Instructions to follow: The answer should be a number alone: the count of lines in the listing below that include "this".
<<<<
PR #489, opened 2019-03-19
Support debugging from VSCode

gauravsaralMs:

### DIFF
--- a/scripts/run_az.py
+++ b/scripts/run_az.py
@@ -1,0 +1,10 @@
+# --------------------------------------------------------------------------------------------
+# Copyright (c) Microsoft Corporation. All rights reserved.
+# Licensed under the MIT License. See License.txt in the project root for license information.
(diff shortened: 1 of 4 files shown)


scripts/run_az.py
```diff
@@ -0,0 +1,13 @@
+# --------------------------------------------------------------------------------------------
+# Copyright (c) Microsoft Corporation. All rights reserved.
+# Licensed under the MIT License. See License.txt in the project root for license information.
+# --------------------------------------------------------------------------------------------
+
+import sys
+
+from azure.cli import __main__ as cli_main
+
+# If import here is failing then it means you need to install azure cli core in machine
```
atbagga: Handle import failure and throw this is exception message?

gauravsaralMs: No... I want use to see the exact line of failure and this is supposed to run in debug mode so try..handle... is actually not going to add any value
>>>>
Exercise result: 2